Stanley I M, Webster C A, Webster J
J R Coll Gen Pract. 1985 Aug;35(277):375-80.
Factors governing the appropriateness, reliability and validity of rating scales in the measurement of professional performance are reviewed. The origin and preliminary testing among undergraduated and general practitioners of a brief consultation rating schedule is described.Statistical criteria are proposed for the analysis of ratings, by groups, in the comparison of consultation performance. Using these criteria the capacity of the 10 rating schedule items to discriminate between two contrasting consultations was examined. Each of the items was used at some time by students or doctors to express significant preference for the same consultation; and on this basis all the items are considered to merit inclusion. One item showed highly significant intra- and inter-observer reliability.The schedule is reproduced in full, together with a data-collection document and significance chart, with the aim of encouraging groups of doctors to test the validity of the items in the comparison of other pairs of consultations.
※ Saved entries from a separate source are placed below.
Issue #8417, opened 2025-06-04
KSampler - Expected all tensors to be on the same device, but found at least two devices, cpu and cuda:0! (when checking argument for argument mat1 in method wrapper_CUDA_addmm)


AiD-teng:
### Custom Node Testing

- [x] I have tried disabling custom nodes and the issue persists (see [how to disable custom nodes](https://docs.comfy.org/troubleshooting/custom-node-issues#step-1%3A-test-with-all-custom-nodes-disabled) if you need help)

### Your question

Hello, the issue often happens when i use wan2.1 1.3B model along with WanVideoBlockSwapp, but it works well with 14B model. It's weird because it should be the other way around.

2025-06-04 21:18:55,487 - WanVideoKsampler - ERROR - Error during processing: Expected all tensors to be on the same device, but found at least two devices, cpu and cuda:0! (when checking argument for argument mat1 in method wrapper_CUDA_addmm)
Error during processing: Expected all tensors to be on the same device, but found at least two devices, cpu and cuda:0! (when checking argument for argument mat1 in method wrapper_CUDA_addmm)
!!! Exception during processing !!! Expected all tensors to be on the same device, but found at least two devices, cpu and cuda:0! (when checking argument for argument mat1 in method wrapper_CUDA_addmm)
Traceback (most recent call last):
  File "E:\ComfyUI_windows_portable\ComfyUI\execution.py", line 349, in execute
    output_data, output_ui, has_subgraph = get_output_data(obj, input_data_all, execution_block_cb=execution_block_cb, pre_execute_cb=pre_execute_cb)
                                           ^^^^^^^^^^^^^^^^^^^^^^^^^^^^^^^^^^^^^^^^^^^^^^^^^^^^^^^^^^^^^^^^^^^^^^^^^^^^^^^^^^^^^^^^^^^^^^^^^^^^^^^^^^
  File "E:\ComfyUI_windows_portable\ComfyUI\execution.py", line 224, in get_output_data
    return_values = _map_node_over_list(obj, input_data_all, obj.FUNCTION, allow_interrupt=True, execution_block_cb=execution_block_cb, pre_execute_cb=pre_execute_cb)
[...]

PR #15939, opened 2026-08-28
feat(api): relay server-resolved billing capabilities

dante01yoon:
## Why this is needed

Billing and rollout policy is owned by Ingest, but today the OSS frontend has to *reconstruct* it. The frontend branches on a client-side `isCloud` signal and composes UI decisions (can this user manage a subscription, top up credits, see a plan upsell) out of fragments it happens to have on hand.

That is frontend-computed server state, and it fails in the ways frontend-computed server state always fails:

- **It drifts.** Every time Ingest changes a plan, a rollout gate, or an entitlement rule, the OSS frontend needs a matching release to agree with it. Between those two releases the UI is wrong.
- **It is not deterministic.** The same account can render differently depending on which fragments loaded, in what order, and which distribution the frontend thinks it is running in.
- **It duplicates policy.** The same rule now lives in two codebases with no mechanism keeping them in sync.

The fix is not a better client-side composition. It is to stop composing: the server that owns the policy should answer the question directly.

## Root cause

There is no path from the OSS frontend to Ingest's `/api/billing/capabilities`. The frontend cannot attach the user's credentials to a cross-origin call to the Comfy API, and Core deliberately makes no outbound internet requests, so no component was in a position to ask the owner of the policy what the answer is. Client-side composition filled that vacuum.

```
AS IS
  frontend ──(isCloud + fragments)──> composes capabilities locally ✗ drifts from Ingest

TO BE
  frontend ──> Core /api/billing/capabilities ──(auth passthrough)──> Ingest ──> capabilities ✓ single owner
```

## What this changes

Adds `GET /api/billing/capabilities` to Core as a **relay**, not a policy layer. Core forwards the authenticated request to the configured Comfy Cloud API and returns the answer; it never decides an answer itself.

The relay is deliberately narrow:

| Constraint | Behavior |
|---|---|
| Destination | Fixed upstream path. No caller-selected URL, host, or scope. Redirects are refused, so the destination stays fixed for the whole exchange rather than only the first hop. |
| Request headers | Allowlist of `Authorization` and `X-API-Key` only. `Cookie` and forwarding headers are dropped. |
| Context headers | `Comfy-Env` and `Comfy-Core-Version` are generated from Core-owned state, never accepted from the caller. |
| Response | A `200` must contain an `application/json` object. `401/403/404/429/502/503` pass through so denial and backpressure semantics survive; `Retry-After` is preserved. Any other status or invalid success payload becomes `502`. `Vary` always includes both accepted auth headers. |
| Authorization | The relay performs none. Ingest remains the sole authority. |
| Availability | Registered only when API nodes are enabled (`--disable-api-nodes` removes the route). |

`AGENTS.md` is updated so the "no internet requests" rule records this as an explicit, bounded exception rather than leaving a contradiction for the next reader. `openapi.yaml` documents the endpoint and its auth schemes.

## Tests

`tests-unit/billing_capabilities_test.py` — 25 handler tests:

- fixed upstream endpoint is used regardless of the incoming request
- request header allowlist holds; `Cookie` / `X-Forwarded-Host` are not forwarded
- caller-supplied `Comfy-Env` / `Comfy-Core-Version` are overwritten with Core-owned values
- `200/401/403/404/429/502/503` preserve their status, body, and relevant response headers; non-JSON denial/backpressure responses retain their semantics
- unexpected status, or a successful response with a non-JSON media type or non-object JSON (`[]`, `null`), collapses to `502`
- unauthenticated callers receive a local `401` without contacting upstream
- production/staging API bases resolve to their paired Ingest hosts, and malformed bases collapse to `502`
- the shared client session must use a non-persistent cookie jar
- an upstream `302` is not followed: the redirect target is never contacted and the caller gets `502`
- upstream connection failure or timeout collapses to `502`

`tests/execution/test_billing_capabilities_relay.py` — 7 integration tests against a real server:

- a live ComfyUI process, started with `--comfy-api-base` pointed at a loopback stub, serves both `/api/billing/capabilities` and the unprefixed `/billing/capabilities`, relaying the upstream body and `X-Capability-Revision`
- the stub records exactly the allowlisted request headers, with Core-owned `Comfy-Env` / `Comfy-Core-Version`
- Core’s middleware chain leaves the relayed `Cache-Control` and `Vary` intact and still drops the upstream `Set-Cookie`
- upstream cookies are not retained or replayed across relay requests
- CORS preflight explicitly allows `X-API-Key` when CORS is enabled
- `--disable-api-nodes` returns `404` and the upstream is never contacted

The handler tests mount `relay_billing_capabilities` on a standalone aiohttp app, so on their own they cannot see a route registered on the wrong path, a lost `/api` prefix, or a route that survives `--disable-api-nodes`. The stub keeps the whole path on loopback, so no test reaches the internet, and a relayed upstream `404` can never be misread as a missing Core route.

```
25 passed  tests-unit/billing_capabilities_test.py
5 passed   tests/execution/test_billing_capabilities_relay.py
1472 passed, 10 skipped  tests-unit
ruff: All checks passed!
```

## Screenshots

Backend-only change with no UI surface of its own; there is nothing to capture in Core. The user-visible AS IS / TO BE belongs to the consuming frontend change (`dante/centralize-billing-ui-policy` in `ComfyUI_frontend`), and will be posted on that PR once captured in a real app environment.

## Upstream availability

The relay resolves the configured registry base to its paired Ingest host: `api.comfy.org` maps to `cloud.comfy.org`, `stagingapi.comfy.org` maps to `stagingcloud.comfy.org`, `testapi.comfy.org` maps to `testcloud.comfy.org`, and testenv registry hosts map back to their main testenv host. Custom bases, including loopback test stubs, remain unchanged. A live unauthenticated request to the production Ingest route returns `401`, confirming that the route is registered on the selected host.

## Review notes

Draft until the frontend PR that consumes this endpoint is open, so the two can be reviewed against each other.

**Local is not yet wired to this route, and that work belongs to the frontend PR.** On `ComfyUI_frontend@dante/centralize-billing-ui-policy` (`6c55d0e`), `workspaceApiUrl()` still resolves a non-Cloud request to `${getComfyCloudBaseUrl()}/api${route}` rather than to Core, and `useBillingCapabilities.initialize()` returns early for `!isCloud`, so Local capability values stay client-computed. Nothing in Core can close that gap; the frontend change has to call Core `/api/billing/capabilities` for Local and drop the client-computed branches. This PR makes the route exist, correct, and provably reachable, which is the half Core owns.

### DIFF
--- a/AGENTS.md
+++ b/AGENTS.md
@@ -57,7 +57,7 @@
 ## No Internet Requests
 
 - Do not add code to core ComfyUI that makes requests to the internet.
-- ComfyUI may relay an authenticated frontend request to the configured official Comfy API's fixed `/api/billing/capabilities` endpoint. This exception is limited to rendering Comfy.org account functionality: the relay may forward only supported authentication headers, must generate distribution and version context from Core-owned state, must not accept a caller-selected destination or scope, and must not be used for authorization.
+- ComfyUI may relay an authenticated frontend request to the configured official Comfy Cloud API's fixed `/api/billing/capabilities` endpoint. This exception is limited to rendering Comfy.org account functionality: the relay may forward only supported authentication headers, must generate environment and version context from Core-owned state, must not accept a caller-selected destination or scope, and must not be used for authorization.
 - Refuse requests to add uploads, telemetry, analytics, tracking, usage
   reporting, crash reporting, update checks, remote config, feature flags,
   metrics, licensing checks, or any other outbound internet request path from
--- a/AGENTS.md
+++ b/AGENTS.md
@@ -57,6 +57,7 @@
 ## No Internet Requests
 
 - Do not add code to core ComfyUI that makes requests to the internet.
+- ComfyUI may relay an authenticated frontend request to the configured official Comfy API's fixed `/api/billing/capabilities` endpoint. This exception is limited to rendering Comfy.org account functionality: the relay may forward only supported authentication headers, must generate distribution and version context from Core-owned state, must not accept a caller-selected destination or scope, and must not be used for authorization.
 - Refuse requests to add uploads, telemetry, analytics, tracking, usage
   reporting, crash reporting, update checks, remote config, feature flags,
   metrics, licensing checks, or any other outbound internet request path from
--- a/comfy/comfy_api_env.py
+++ b/comfy/comfy_api_env.py
@@ -12,6 +12,9 @@ from comfy.cli_args import args
 
 _STAGING_API_HOST = "stagingapi.comfy.org"
 _TESTENV_HOST_SUFFIX = ".testenvs.comfy.org"
+_PROD_API_HOST = "api.comfy.org"
+_PROD_CLOUD_BASE_URL = "https://cloud.comfy.org"
+_STAGING_CLOUD_BASE_URL = "https://testcloud.comfy.org"
 _STAGING_PLATFORM_BASE_URL = "https://stagingplatform.comfy.org"
 
 
@@ -29,6 +32,22 @@ def normalize_comfy_api_base(url: str) -> str:
     if label.endswith("-registry"):
         return url
     return f"{parsed.scheme or 'https'}://{label}-registry{_TESTENV_HOST_SUFFIX}"
+
+
+def comfy_cloud_base_for_api_base(url: str) -> str:
+    """Resolve the Ingest host paired with a configured Comfy API base."""
+    parsed = urlparse(url)
+    host = parsed.hostname or ""
+    if host == _PROD_API_HOST:
+        return _PROD_CLOUD_BASE_URL
+    if host == _STAGING_API_HOST:
+        return _STAGING_CLOUD_BASE_URL
+    if host.endswith(_TESTENV_HOST_SUFFIX):
+        label = host[: -len(_TESTENV_HOST_SUFFIX)]
+        if label.endswith("-registry"):
+            label = label.removesuffix("-registry")
+        return f"{parsed.scheme or 'https'}://{label}{_TESTENV_HOST_SUFFIX}"
+    return url
 
 
 def environment_overrides_for_base(base_url: str) -> dict[str, Any] | None:
--- a/comfy/comfy_api_env.py
+++ b/comfy/comfy_api_env.py
@@ -12,10 +12,12 @@ from comfy.cli_args import args
 
 _STAGING_API_HOST = "stagingapi.comfy.org"
 _TESTENV_HOST_SUFFIX = ".testenvs.comfy.org"
-_PROD_API_HOST = "api.comfy.org"
-_PROD_CLOUD_BASE_URL = "https://cloud.comfy.org"
-_STAGING_CLOUD_BASE_URL = "https://testcloud.comfy.org"
 _STAGING_PLATFORM_BASE_URL = "https://stagingplatform.comfy.org"
+_CLOUD_BASE_BY_API_HOST = {
+    "api.comfy.org": "https://cloud.comfy.org",
+    "stagingapi.comfy.org": "https://stagingcloud.comfy.org",
+    "testapi.comfy.org": "https://testcloud.comfy.org",
+}
 
 
 def _is_staging_tier(host: str) -> bool:
@@ -38,10 +40,8 @@ def comfy_cloud_base_for_api_base(url: str) -> str:
     """Resolve the Ingest host paired with a configured Comfy API base."""
     parsed = urlparse(url)
     host = parsed.hostname or ""
-    if host == _PROD_API_HOST:
-        return _PROD_CLOUD_BASE_URL
-    if host == _STAGING_API_HOST:
-        return _STAGING_CLOUD_BASE_URL
+    if cloud_base := _CLOUD_BASE_BY_API_HOST.get(host):
+        return cloud_base
     if host.endswith(_TESTENV_HOST_SUFFIX):
         label = host[: -len(_TESTENV_HOST_SUFFIX)]
         if label.endswith("-registry"):
--- a/comfy_api/billing_capabilities.py
+++ b/comfy_api/billing_capabilities.py
@@ -1,0 +1,44 @@
+import asyncio
+import json
+
+import aiohttp
+from aiohttp import web
+
+from comfy.cli_args import args
+from comfy.comfy_api_env import normalize_comfy_api_base
+from comfy.deploy_environment import get_deploy_environment
+from comfyui_version import __version__ as comfyui_version
+
+
+_UPSTREAM_PATH = "/api/billing/capabilities"
+_EXPECTED_STATUSES = {200, 401, 403, 404, 502}
+_RESPONSE_HEADERS = ("Cache-Control", "Vary", "X-Capability-Revision", "Content-Type")
+_TIMEOUT = aiohttp.ClientTimeout(total=10)
+
+
+def _unavailable_response() -> web.Response:
+    return web.json_response({"error": "Billing capabilities unavailable"}, status=502)
+
+
+async def relay_billing_capabilities(request: web.Request, client_session: aiohttp.ClientSession) -> web.Response:
+    headers = {
+        "Accept": "application/json",
+        "Comfy-Env": get_deploy_environment(),
+        "Comfy-Core-Version": comfyui_version,
+    }
+    for name in ("Authorization", "X-API-Key"):
+        if value := request.headers.get(name):
+            headers[name] = value
+
+    base_url = normalize_comfy_api_base(args.comfy_api_base).rstrip("/")
+    try:
+        async with client_session.get(f"{base_url}{_UPSTREAM_PATH}", headers=headers, timeout=_TIMEOUT) as upstream:
+            if upstream.status not in _EXPECTED_STATUSES:
+                return _unavailable_response()
+
+            body = await upstream.read()
+            json.loads(body)
+            response_headers = {name: upstream.headers[name] for name in _RESPONSE_HEADERS if name in upstream.headers}
+            return web.Response(body=body, status=upstream.status, headers=response_headers)
+    except (aiohttp.ClientError, asyncio.TimeoutError, json.JSONDecodeError, UnicodeDecodeError):
+        return _unavailable_response()
--- a/comfy_api/billing_capabilities.py
+++ b/comfy_api/billing_capabilities.py
@@ -37,7 +37,8 @@ async def relay_billing_capabilities(request: web.Request, client_session: aioht
                 return _unavailable_response()
 
             body = await upstream.read()
-            json.loads(body)
+            if upstream.content_type != "application/json" or not isinstance(json.loads(body), dict):
+                return _unavailable_response()
             response_headers = {name: upstream.headers[name] for name in _RESPONSE_HEADERS if name in upstream.headers}
             return web.Response(body=body, status=upstream.status, headers=response_headers)
     except (aiohttp.ClientError, asyncio.TimeoutError, json.JSONDecodeError, UnicodeDecodeError):
--- a/comfy_api/billing_capabilities.py
+++ b/comfy_api/billing_capabilities.py
@@ -32,7 +32,9 @@ async def relay_billing_capabilities(request: web.Request, client_session: aioht
 
     base_url = normalize_comfy_api_base(args.comfy_api_base).rstrip("/")
     try:
-        async with client_session.get(f"{base_url}{_UPSTREAM_PATH}", headers=headers, timeout=_TIMEOUT) as upstream:
+        async with client_session.get(
+            f"{base_url}{_UPSTREAM_PATH}", headers=headers, timeout=_TIMEOUT, allow_redirects=False
+        ) as upstream:
             if upstream.status not in _EXPECTED_STATUSES:
                 return _unavailable_response()
 
--- a/comfy_api/billing_capabilities.py
+++ b/comfy_api/billing_capabilities.py
@@ -5,14 +5,20 @@ import aiohttp
 from aiohttp import web
 
 from comfy.cli_args import args
-from comfy.comfy_api_env import normalize_comfy_api_base
+from comfy.comfy_api_env import comfy_cloud_base_for_api_base
 from comfy.deploy_environment import get_deploy_environment
 from comfyui_version import __version__ as comfyui_version
 
 
 _UPSTREAM_PATH = "/api/billing/capabilities"
-_EXPECTED_STATUSES = {200, 401, 403, 404, 502}
-_RESPONSE_HEADERS = ("Cache-Control", "Vary", "X-Capability-Revision", "Content-Type")
+_EXPECTED_STATUSES = {200, 401, 403, 404, 429, 502, 503}
+_RESPONSE_HEADERS = (
+    "Cache-Control",
+    "X-Capability-Revision",
+    "Content-Type",
+    "Retry-After",
+)
+_AUTH_HEADERS = ("Authorization", "X-API-Key")
 _TIMEOUT = aiohttp.ClientTimeout(total=10)
 
 
@@ -20,28 +26,78 @@ def _unavailable_response() -> web.Response:
     return web.json_response({"error": "Billing capabilities unavailable"}, status=502)
 
 
-async def relay_billing_capabilities(request: web.Request, client_session: aiohttp.ClientSession) -> web.Response:
+def _authentication_required_response() -> web.Response:
+    return web.json_response(
+        {"error": "Authentication required"},
+        status=401,
+        headers={
+            "Cache-Control": "private, no-store",
+            "Vary": ", ".join(_AUTH_HEADERS),
+        },
+    )
+
+
+def _response_headers(upstream: aiohttp.ClientResponse) -> dict[str, str]:
+    headers = {
+        name: upstream.headers[name]
+        for name in _RESPONSE_HEADERS
+        if name in upstream.headers
+    }
+    vary = [
+        name.strip()
+        for name in upstream.headers.get("Vary", "").split(",")
+        if name.strip()
+    ]
+    varied_names = {name.lower() for name in vary}
+    vary.extend(name for name in _AUTH_HEADERS if name.lower() not in varied_names)
+    headers["Vary"] = ", ".join(vary)
+    return headers
+
+
+async def relay_billing_capabilities(
+    request: web.Request, client_session: aiohttp.ClientSession
+) -> web.Response:
+    if not isinstance(client_session.cookie_jar, aiohttp.DummyCookieJar):
+        raise RuntimeError(
+            "Billing capabilities relay requires a non-persistent cookie jar"
+        )
+
     headers = {
         "Accept": "application/json",
         "Comfy-Env": get_deploy_environment(),
         "Comfy-Core-Version": comfyui_version,
     }
-    for name in ("Authorization", "X-API-Key"):
+    for name in _AUTH_HEADERS:
         if value := request.headers.get(name):
             headers[name] = value
+    if not any(name in headers for name in _AUTH_HEADERS):
+        return _authentication_required_response()
 
-    base_url = normalize_comfy_api_base(args.comfy_api_base).rstrip("/")
     try:
+        base_url = comfy_cloud_base_for_api_base(args.comfy_api_base).rstrip("/")
         async with client_session.get(
-            f"{base_url}{_UPSTREAM_PATH}", headers=headers, timeout=_TIMEOUT, allow_redirects=False
+            f"{base_url}{_UPSTREAM_PATH}",
+            headers=headers,
+            timeout=_TIMEOUT,
+            allow_redirects=False,
         ) as upstream:
             if upstream.status not in _EXPECTED_STATUSES:
                 return _unavailable_response()
 
             body = await upstream.read()
-            if upstream.content_type != "application/json" or not isinstance(json.loads(body), dict):
+            if upstream.status == 200 and (
+                upstream.content_type != "application/json"
+                or not isinstance(json.loads(body), dict)
+            ):
                 return _unavailable_response()
-            response_headers = {name: upstream.headers[name] for name in _RESPONSE_HEADERS if name in upstream.headers}
-            return web.Response(body=body, status=upstream.status, headers=response_headers)
-    except (aiohttp.ClientError, asyncio.TimeoutError, json.JSONDecodeError, UnicodeDecodeError):
+            return web.Response(
+                body=body, status=upstream.status, headers=_response_headers(upstream)
+            )
+    except (
+        aiohttp.ClientError,
+        asyncio.TimeoutError,
+        json.JSONDecodeError,
+        UnicodeDecodeError,
+        ValueError,
+    ):
         return _unavailable_response()
--- a/server.py
+++ b/server.py
@@ -39,6 +39,7 @@ from comfy.deploy_environment import get_deploy_environment
 import comfy.utils
 import comfy.model_management
 from comfy_api import feature_flags
+from comfy_api.billing_capabilities import relay_billing_capabilities
 from comfy.comfy_api_env import get_environment_overrides
 import node_helpers
 from comfyui_version import __version__
@@ -743,6 +744,11 @@ class PromptServer():
             if overrides:
                 features.update(overrides)
             return web.json_response(features)
+
+        if not args.disable_api_nodes:
+            @routes.get("/billing/capabilities")
+            async def get_billing_capabilities(request):
+                return await relay_billing_capabilities(request, self.client_session)
 
         @routes.get("/prompt")
         async def get_prompt(request):
--- a/server.py
+++ b/server.py
@@ -1221,7 +1221,10 @@ class PromptServer():
 
     async def setup(self):
         timeout = aiohttp.ClientTimeout(total=None) # no timeout
-        self.client_session = aiohttp.ClientSession(timeout=timeout)
+        self.client_session = aiohttp.ClientSession(
+            timeout=timeout,
+            cookie_jar=aiohttp.DummyCookieJar(),
+        )
 
     def add_routes(self):
         self.user_manager.add_routes(self.routes)
--- a/server.py
+++ b/server.py
@@ -1223,6 +1223,8 @@ class PromptServer():
         timeout = aiohttp.ClientTimeout(total=None) # no timeout
         self.client_session = aiohttp.ClientSession(
             timeout=timeout,
+            # The billing capabilities relay shares this process-wide session
+            # across users, so upstream cookies must never persist between calls.
             cookie_jar=aiohttp.DummyCookieJar(),
         )
 
--- a/server.py
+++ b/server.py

It is proposed that future versions of the schedule should reflect the experience of such groups in testing existing items and in defining additional items which satisfy the proposed criteria.
本文综述了影响专业表现评估量表在测量中的适用性、可靠性和有效性的因素。描述了一个简短会诊评估表在本科生和全科医生中的起源及初步测试。提出了用于分析会诊表现比较中分组评分的统计标准。运用这些标准,检验了10个评估表项目区分两种对比会诊的能力。学生或医生在某些时候使用每个项目来表达对同一会诊的显著偏好;基于此,所有项目都被认为值得纳入。有一个项目显示出高度显著的观察者内和观察者间可靠性。完整再现了该评估表,以及一份数据收集文件和显著性图表,目的是鼓励医生团队在比较其他会诊对时测试这些项目的有效性。建议该评估表的未来版本应反映此类团队在测试现有项目和定义满足提议标准的其他项目方面的经验。